Tesamorelin (brand name Egrifta®) is a synthetic analog of growth hormone-releasing hormone (GHRH) consisting of the 44-amino acid sequence of human GHRH with a trans-3-hexenoic acid modification at the N-terminus. This modification provides enhanced stability against enzymatic degradation.

Tesamorelin is the only FDA-approved GHRH analog currently on the market. Clinical trials (Phase III) demonstrated significant reductions in visceral adipose tissue (VAT) of approximately 15–18% over 26 weeks. It stimulates physiologic GH release while maintaining normal pulsatile patterns.

Tesamorelin uses a straightforward, fixed-dose protocol:

The FDA-approved dose is 2 mg administered once daily by subcutaneous injection. Unlike many peptides, tesamorelin does not require dose titration.
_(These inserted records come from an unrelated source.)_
PR #9856, opened 2025-03-22
Use amd64 accelerations for scalarmultKey in verify code

vtnerd:
I profiled a post ringct block sync and discovered that `rct::scalarmultKey` took ~60% of CPU time on a Ryzen 3900x. Using amd64 accelerations, already in use by the wallet, dropped this function to ~18% of the CPU time. The same base code has been in use by the wallet for years without issue, so the likelihood of bugs is low. I have **not** done a real-world sync test to determine the difference, if any, this provides. If no community members pick up this kind of testing, I will try to figure this out at some point, as its likely never going to get merged without such analysis.

This same CPU was used to profile the #6337 wallet changes. Each `scalarmultKey` call to the 32-bit code takes ~93 microseconds, whereas the 64-bit code takes ~37 microseconds. There's at least 3 of these calls per transaction, so with 40 transaction blocks this saves about 7 milliseconds per block. However, the remainder of the ringct still uses the other crypto functions, so there may be some CPU cache thrashing effects. Since the transaction verification code does everything in batches, the CPU cache isn't constantly switching between the two libraries, so the penalty of the two libraries is mostly mitigated.

My other recent PRs remove `transaction` copies - after this PR `~transaction` is now fairly high up on the list of "hot spots". I didn't profile _with those changes merged_, so between these patches we are fairly close on reducing the sync time.

This is still marked as draft as this changes consensus code to use a different library depending on build. We could, as a matter of safety, use this only when "expanding" transactions in `cryptonote_format_utils.cpp` (leaving the curve order check to always use the "safer" ref10 code).

### DIFF
--- a/src/cryptonote_basic/cryptonote_format_utils.cpp
+++ b/src/cryptonote_basic/cryptonote_format_utils.cpp
@@ -38,6 +38,7 @@
 #include "cryptonote_config.h"
 #include "crypto/crypto.h"
 #include "crypto/hash.h"
+#include "ringct/accel.h"
 #include "ringct/rctSigs.h"
 
 using namespace epee;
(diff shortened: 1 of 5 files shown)


selsta:
I always thought that we should switch to the non-accelerated versions once the daemon is synced up, this assures no possible chain split. On the other hand, the library is well tested at this point, so this might not be necessary.

iamamyth:
In theory, once FCMP++ HF goes live, assuming sync works with this patch, it's quite low risk (and the risk diminishes with every passing block).

nahuhh:
> I have not done a real-world sync test to determine the difference, if any, this provides. If no community members pick up this kind of testing, I will try to figure this out at some point, as its likely never going to get merged without such analysis.

Syncing current blockchain works w/ this patch (and appears to increase sync speed 40%, from ~100k blocks/hr to ~140k blocks/hr between blocks 2.25m and 2.8m)

PR #10123, opened 2025-09-28
daemon: fix `print_cn` command when 0 connections

jeffro256:
Deferencing the result of `std::max_element()` when `res.connections` has 0 elements leads to UB, and segfaults in practice.


src/daemon/rpc_command_executor.cpp
```diff
@@ -644,12 +644,16 @@ bool t_rpc_command_executor::print_connections() {
...
-  auto longest_host = *std::max_element(res.connections.begin(), res.connections.end(),
-                                        [](const auto &info1, const auto &info2)
-                                        {
-                                          return info1.address.length() < info2.address.length();
-                                        });
-  int host_field_width = std::max(15, 8 + (int) longest_host.address.length());
+  int host_field_width = 15;
+  if (!res.connections.empty())
+  {
+    const auto &longest_host = *std::max_element(res.connections.begin(), res.connections.end(),
```
iamamyth: The container function just gets in the way here (and caused the original bug); better to iterate over the vector and compute the length for every member, updating `host_field_width` as warranted.

jeffro256: Done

Clinical efficacy has been demonstrated primarily at the 2 mg dose.

Tesamorelin is administered once daily. Per the Egrifta® prescribing information, it can be injected at any time of day. However, many clinicians recommend evening dosing to leverage the natural nocturnal GH surge.

Food interaction: There are no specific food restrictions, though fasting for 1–2 hours before injection may optimize GH release.
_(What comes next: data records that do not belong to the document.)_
PR #10133, opened 2025-09-30
crypto: derive key image generator

j-berman:
Helper function to derive `I` (the key image generator) used in the FCMP++ composition. The key image generator enters the FCMP++ tree as part of an output tuple {output pubkey, key image generator, commitment}.

Note: key images are x*I, where x is the one-time priv key used to spend an output.

See: https://github.com/kayabaNerve/fcmp-plus-plus-paper/blob/6f01fd3296b17f90b5c97c738cc3320e3369ad49/fcmp%2B%2B.pdf

### DIFF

Duration: Clinical trials ran for 26–52 weeks. The prescribing information recommends assessing treatment response at 26 weeks — if trunk fat has not decreased, consider discontinuation. Visceral fat may reaccumulate upon cessation.

Egrifta® comes with a multi-dose vial and diluent:

• Step 1: Allow vial to reach room temperature.
• Step 2: Inject 2.1 mL of the provided sterile water into the 2 mg vial.
• Step 3: Roll the vial gently between your palms for 30 seconds. Do not shake.
• Step 4: Let sit for 1–2 minutes. Reconstituted solution should be clear and colorless.
• Step 5: Withdraw the entire contents (2 mg) and inject subcutaneously into the abdomen.

Rotate injection sites within the abdominal area. Avoid injecting into scar tissue, bruises, or the navel area. Use immediately after reconstitution — do not store reconstituted solution.

• 2 mg/day (standard): Most common side effects in clinical trials were injection site reactions (erythema, pruritus) in up to 8.5% of subjects, arthralgia (6.4%), peripheral edema (5.8%), and myalgia (3.4%).
• Fluid retention effects: Carpal tunnel syndrome occurred in 1.3% of subjects. Paresthesias (tingling) were reported at similar rates.

In the Phase III TESAMORELIN trial, discontinuation due to adverse events was 7.1% for tesamorelin vs 5.2% for placebo. IGF-1 levels increased by a mean of 81% but remained within the age-normal range in most subjects.

Tesamorelin is FDA-approved for HIV-associated lipodystrophy only. Off-label use should only occur under medical supervision.

Contraindicated in pregnancy (Category X), disruption of the hypothalamic-pituitary axis (hypophysectomy, pituitary surgery/radiation), and known hypersensitivity. Monitor IGF-1 levels and discontinue if persistent elevations above the age-adjusted normal range occur. Screen for pre-existing malignancies before initiation.